GPT-5 Thinking Mode
GPT-5 supports enabling thinking mode through the Responses API’s reasoning parameter, allowing the model to perform deep reasoning before answering.
Basic Usage
curl https://crazyrouter.com/v1/responses \
-H "Content-Type: application/json" \
-H "Authorization: Bearer YOUR_API_KEY" \
-d '{
"model": "gpt-5",
"input": "Analyze the time complexity of the following code and propose an optimization:\ndef two_sum(nums, target):\n for i in range(len(nums)):\n for j in range(i+1, len(nums)):\n if nums[i] + nums[j] == target:\n return [i, j]",
"reasoning": {
"effort": "high"
}
}'
reasoning Parameter
| Field | Type | Description |
|---|
effort | string | Reasoning depth: low (quick), medium (balanced), high (deep) |
summary | string | Thinking summary: auto, concise, detailed |
effort Level Comparison
| Level | Use Cases | Token Consumption |
|---|
low | Simple questions, factual queries | Low |
medium | General reasoning, code analysis | Medium |
high | Complex math, deep analysis | High |
Get Thinking Summary
Set the summary parameter to get a summary of the model’s thinking process:
response = client.responses.create(
model="gpt-5",
input="Design a high-concurrency message queue system architecture",
reasoning={
"effort": "high",
"summary": "detailed"
}
)
# Output may contain thinking summary
for item in response.output:
if item.type == "reasoning":
print("Thinking process:", item.summary)
elif item.type == "message":
for content in item.content:
if content.type == "output_text":
print("Answer:", content.text)
Streaming Thinking
stream = client.responses.create(
model="gpt-5",
input="Explain why the P=NP problem is important",
reasoning={"effort": "high", "summary": "concise"},
stream=True
)
for event in stream:
if event.type == "response.reasoning_summary_text.delta":
print(f"[Thinking] {event.delta}", end="")

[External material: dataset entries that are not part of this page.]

PR #5931, opened 2024-11-05
refactor(amazonq): add BaseConnector Abstract class for common logic

ivikash:
Create an abstract class that can be used by all connectors.

---

### DIFF
--- a/packages/core/src/amazonq/webview/ui/apps/baseConnector.ts
+++ b/packages/core/src/amazonq/webview/ui/apps/baseConnector.ts
@@ -1,0 +1,298 @@
+/*!
+ * Copyright Amazon.com, Inc. or its affiliates. All Rights Reserved.
+ * SPDX-License-Identifier: Apache-2.0
+ */
+
+import { ChatItem, ChatItemAction, ChatItemType, FeedbackPayload } from '@aws/mynah-ui'
+import { ExtensionMessage } from '../commands'
+import { CodeReference } from './amazonqCommonsConnector'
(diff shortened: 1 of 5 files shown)


packages/core/src/amazonq/webview/ui/apps/BaseConnector.ts
```diff
@@ -0,0 +1,298 @@
...
+            link,
+            tabType: this.getTabType(),
+        })
+    }
+
+    followUpClicked = (tabID: string, messageId: string, followUp: ChatItemAction): void => {
+        /**
+         * We've pressed on a followup button and should start watching that round trip telemetry
+         */
+        this.sendMessageToExtension({
```
jpinkney-aws, line 71: I'd probably move these out of here for now and into the cwchatconnector. I haven't checked whether or not the entire chat round trip telemetry flow works for gumby/feature dev yet

packages/core/src/amazonq/webview/ui/apps/BaseConnector.ts
justinmk3, line 1: file name should be camelcase (baseConnector.ts)

justinmk3 (approved):
Nice! Are there any tests that could be de-duplicated too?

packages/core/src/amazonq/webview/ui/apps/BaseConnector.ts
ivikash: Discussed Offline - `amazonq_chatRoundTrip` is not getting emitted for `/dev`, so this is good to go.

jpinkney-aws (approved):

PR #5932, opened 2024-11-05
feat(notifications): setup and activation

hayemaxi:
- Gated behind dev setting (`aws.dev.notifications`)
- Setup the notifications panel and begin polling in each of the extensions.
- Currently the code collects a bunch of information about the state of auth for telemetry (auth_userState). Refactor this code in each extension so that we can re-use that information for the notification rule engine.
- Change emitting auth_userState to node only for amazonq, since notifications is node-only. Decided to punt this work for web because spending effort to make it web-compatible may be in vain if the design of web metrics is different.

---


hayemaxi:
>   

Feature not released.

justinmk3 (approved):

Issue #5933, opened 2024-11-06
debugging sam app inside vscode fails with dotnet8


saweisulzer:
## Steps to reproduce the issue

1. Create sam project with "sam init --app-template hello-world --name sam-app --package-type Zip --runtime dotnet8"
2. Create "aws-sam" launch configuration like this:
"type": "aws-sam",
            "request": "direct-invoke",
            "name": "sam-app:HelloWorldFunction",
            "invokeTarget": {
                "target": "template",
                "templatePath": "${workspaceFolder}/template.yaml",
                "logicalId": "HelloWorldFunction"
            },
            "lambda": {
                "payload": {},
                "environmentVariables": {}
            }

But start Fails with:
2024-11-06 09:41:19.731 [error] SAM CLI failed (exitcode: 1, expected 0): 
    stdout:
    Build Failed
    stderr:
    2024-11-06 09:41:16,956 | Using SAM Template at C:\sw\sulzer\dotnet\sam8\sam-app\template.yaml
    2024-11-06 09:41:16,977 | Config file location: C:\sw\sulzer\dotnet\sam8\sam-app\samconfig.toml
    2024-11-06 09:41:16,978 | Loading configuration values from [default.['build'].parameters] (env.command_name.section) in config file at 'C:\sw\sulzer\dotnet\sam8\sam-app\samconfig.toml'...
    2024-11-06 09:41:16,978 | Configuration values successfully loaded.
    2024-11-06 09:41:16,978 | Configuration values are: {'stack_name': 'sam-app', 'cached': True, 'parallel': True}
    2024-11-06 09:41:17,028 | Using config file: samconfig.toml, config environment: default
    2024-11-06 09:41:17,028 | Expand command line arguments to:
    2024-11-06 09:41:17,028 | --template_file=C:\sw\sulzer\dotnet\sam8\sam-app\template.yaml --build_dir=C:\Users\weisers\AppData\Local\Temp\aws-toolkit-vscode\vsctk5c04240b\output --parallel --mount_with=READ --cache_dir=.aws-sam\cache --cached 
    2024-11-06 09:41:18,135 | 'build' command is called
    2024-11-06 09:41:18,135 | Starting Build use cache
    2024-11-06 09:41:18,145 | No Parameters detected in the template
    2024-11-06 09:41:18,317 | There is no customer defined id or cdk path defined for resource HelloWorldFunction, so we will use the resource logical id as the resource id
[...]

Issue #5918, opened 2024-11-04
Error: NodejsNpmBuilder:Resolver - Path resolution for runtime: nodejsXX.x of binary: npm was not successful


mtc-ecaro:
## Problem

When testing NPM-based Lambda functions locally using JSON configuration in Visual Studio Code, an error occurs:

Error: NodejsNpmBuilder:Resolver - Path resolution for runtime: nodejsXX.x of binary: npm was not successful

Temporary Solution: Downgrading the AWS Toolkit to version 3.30

## Steps to reproduce the issue

Set up a Lambda function with Node.js runtime (nodejs20.x).
Attempt to run or test the function locally in VS Code with JSON configuration.

## Expected behavior

The Lambda function should run locally without path resolution issues for npm

## System details (run `AWS: About` and/or `Amazon Q: About`)

- OS: Windows 11 (latest version)
- Visual Studio Code: Latest version
- AWS Toolkit: Version 3.31
- Amazon Q: Not applicable

roger-zhangg:
Hi @mtc-ecaro , thanks for reporting this. Could you please share the following detail
- Which shell is your default VSCode shell? (Powershell / WSL maybe?)
- Where did you get the resolution error. In terminal shell, or it's in toolkit logs
- Does downgrading resolve this issue immediately
- 
These will help us better resolve the issue. Thank you

mtc-ecaro:
Hello, as requested here is the additional information:

- Powershell
- Toolkit logs
- Downgrading to .30 solve my issue

Just for context , I'm part of a small team and all of them had the same issue, we all have rolled back to .30 and are able to locally execute/debug the lambda functions successfully.

justinmk3:
This request was addressed in [AWS Toolkit 3.32.0](https://marketplace.visualstudio.com/items?itemName=AmazonWebServices.aws-toolkit-vscode) and/or [Amazon Q 1.34.0](https://marketplace.visualstudio.com/items?itemName=AmazonWebServices.amazon-q-vscode)!

- AWS Toolkit changelog: https://github.com/aws/aws-toolkit-vscode/blob/master/packages/toolkit/CHANGELOG.md
- Amazon Q changelog: https://github.com/aws/aws-toolkit-vscode/blob/master/packages/amazonq/CHANGELOG.md
- Release artifacts: https://github.com/aws/aws-toolkit-vscode/releases

PR #5936, opened 2024-11-06
fix(appbuilder): getSpawnEnv should return correct env on windows

roger-zhangg:
## Problem
See: #5933  #5918 

## Solution
Added a check in resolveEnv to make sure it should do nothing on windows.

---


roger-zhangg:
Windows: build process in local invoke can find Nodejs/Dotnet CLI after this fix.

packages/core/src/test/shared/env/resolveEnv.test.ts
seshubaws, line 1: Can we add a test to make sure the change still works for mac platforms?

seshubaws (changes requested):

packages/core/src/test/shared/env/resolveEnv.test.ts
Vandita2020: The test seems to be failing for mac platform case.

roger-zhangg: Yes, need to stub the return as this is a platform sensitive test

packages/core/src/shared/sam/localLambdaRunner.ts
```diff
@@ -236,7 +233,7 @@ async function invokeLambdaHandler(
             templatePath: config.templatePath,
             eventPath: config.eventPayloadFile,
             environmentVariablePath: config.envFile,
-            environmentVariables: await getSpawnEnv(env),
```
jonife, line 239: This solution applies the same logic to lower-tier versions that we currently use for customer downgrades. I am still skeptical about this solution but i think we are on the right track

packages/core/src/shared/sam/localLambdaRunner.ts
```diff
@@ -290,15 +287,16 @@ export async function runLambdaFunction(
...
+        ...process.env,
         ...(config.aws?.region ? { AWS_DEFAULT_REGION: config.aws.region } : {}),
-    }
+    })
 
     const settings = SamCliSettings.instance
     const timer = new Timeout(settings.getLocalInvokeTimeout())
 
     // TODO: refactor things to not mutate the config
-    config.templatePath = await buildLambdaHandler(timer, await getSpawnEnv(envVars), config, settings)
```
jonife, line 301: 1. Were you able to reproduce the issue locally in your window instance.
2. I think this is where the issue is from but this file remains constant across versions. I think we need to figure out what is changing the executable path before it get here for windows.

packages/core/src/shared/sam/localLambdaRunner.ts
roger-zhangg: The error happens cause `getSpawnEnv` will mistakenly output a overwritten process.env.PATH on Windows before this patch. And in build process in local invoke, this will overwrite the process.env.PATH i. Resulting sam build can't find the binary of npm/dotnet. After this Patch, getSpawnEnv(env) will directly return env correctly if it's on windows.

For lower version, process.env.PATH will be null in the envVar. And it won't overwrite process.env.PATH in later part.

For Mac, `getSpawnEnv` will output the right path so there's no issue on Mac

packages/core/src/shared/sam/localLambdaRunner.ts
roger-zhangg: 1: Yes I can reproduce.
2: see comment above

seshubaws (approved):

packages/core/src/shared/env/resolveEnv.ts
```diff
@@ -114,7 +114,7 @@ export async function getSpawnEnv(
 export async function mergeResolvedShellPath(env: IProcessEnvironment): Promise<typeof process.env> {
     const shellEnv = await getResolvedShellEnv(env)
     // resolve failed or doesn't need to resolve
-    if (!shellEnv) {
+    if (!shellEnv || Object.keys(shellEnv).length === 0) {
```
justinmk3, line 117: would it improve the interface if `getResolvedShellEnv` did this check and returned undefined?

packages/core/src/test/shared/env/resolveEnv.test.ts
```diff
@@ -0,0 +1,69 @@
...
+        sandbox.restore()
+    })
+
+    // a copy of resolveEnv.mergeResolvedShellPath for stubbing
+    const testMergeResolveShellPath = async function mergeResolvedShellPath(
+        env: resolveEnv.IProcessEnvironment
+    ): Promise<typeof process.env> {
+        const shellEnv = await resolveEnv.getResolvedShellEnv(env)
+        // resolve failed or doesn't need to resolve
+        if (!shellEnv || Object.keys(shellEnv).length === 0) {
```
justinmk3, line 27: another case that would be improved by https://github.com/aws/aws-toolkit-vscode/pull/5936/files#r1831813874

packages/core/src/test/shared/env/resolveEnv.test.ts
```diff
@@ -0,0 +1,69 @@
...
+            // merge, dedup, join
+            envReturn.PATH = [...new Set(envPaths.concat(resolvedPaths))].join(path.delimiter)
+
+            return envReturn
+        } catch (err) {
+            return env
+        }
+    }
+
+    describe('resolveWindows', async function () {
```
justinmk3, line 43: `resolveWindows` is not a symbol

packages/core/src/shared/env/resolveEnv.ts
roger-zhangg: Yes that make sense. I'll change that shortly

packages/core/src/test/shared/env/resolveEnv.test.ts
```diff
@@ -0,0 +1,69 @@
...
+    beforeEach(function () {
+        sandbox = sinon.createSandbox()
+    })
+
+    afterEach(function () {
+        sandbox.restore()
+    })
+
+    // a copy of resolveEnv.mergeResolvedShellPath for stubbing
+    const testMergeResolveShellPath = async function mergeResolvedShellPath(
```
justinmk3, line 22: why not stub `resolveEnv.getResolvedShellEnv` directly? that would be worth explaining (concisely) in the above comment

packages/core/src/test/shared/env/resolveEnv.test.ts
```diff
@@ -0,0 +1,69 @@
...
+        })
+
+        it('mergeResolvedShellPath should not change path on windows', async function () {
+            const env = await resolveEnv.mergeResolvedShellPath(process.env)
+            assert(env.PATH)
+            assert.strictEqual(env, process.env)
+        })
+    })
+
+    describe('resolveUnix', async function () {
```
justinmk3, line 55:
```suggestion
    describe('unix', async function () {
```

packages/toolkit/.changes/next-release/Bug Fix-268ceb41-7bec-4b57-b195-d72f19d00faa.json
```diff
@@ -0,0 +1,4 @@
+{
+	"type": "Bug Fix",
+	"description": "getSpawnEnv always return correct env on windows"
```
justinmk3, line 3: Thanks for including a changelog. Please review the [changelog guidelines](https://github.com/aws/aws-toolkit-vscode/blob/master/CONTRIBUTING.md#changelog).

packages/core/src/test/shared/env/resolveEnv.test.ts
roger-zhangg: `mergeResolvedShellPath` is calling `getResolvedShellEnv` within the same file (with out importing it). Is there a way for us to make `mergeResolvedShellPath` call the stub instead? I didn't figure that out before

roger-zhangg: Added this in comment

packages/toolkit/.changes/next-release/Bug Fix-268ceb41-7bec-4b57-b195-d72f19d00faa.json
```diff
@@ -0,0 +1,4 @@
+{
+	"type": "Bug Fix",
+	"description": "System Path parsing should ignore Windows and only parse Mac/Linux system, Sam Local Invoke should get correct system Path on windows"
```
justinmk3, line 3:
```suggestion
	"description": "System Path parsing should ignore Windows and only parse Mac/Linux system, Sam Local Invoke should get correct system Path on windows #5933 #5918"
```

elif event.type == "response.output_text.delta":
print(event.delta, end="")
Thinking mode can be used simultaneously with Function Calling and Web Search:
response = client.responses.create(
model="gpt-5",
input="Analyze the current global AI chip market landscape and provide investment recommendations",
reasoning={"effort": "high"},
tools=[
{"type": "web_search_preview"}
]
)
print(response.output_text)
Combined with System Instructions
response = client.responses.create(
model="gpt-5",
instructions="You are a senior software architect who specializes in analyzing system design problems.",
input="Design a real-time chat system that supports millions of users",
reasoning={"effort": "high"}
)
In thinking mode, the model consumes additional tokens for internal reasoning. The higher the effort, the more tokens consumed, but the answer quality is typically better.
Not all models support the reasoning parameter. Currently it is mainly supported by GPT-5 and o-series models. For unsupported models, this parameter will be ignored.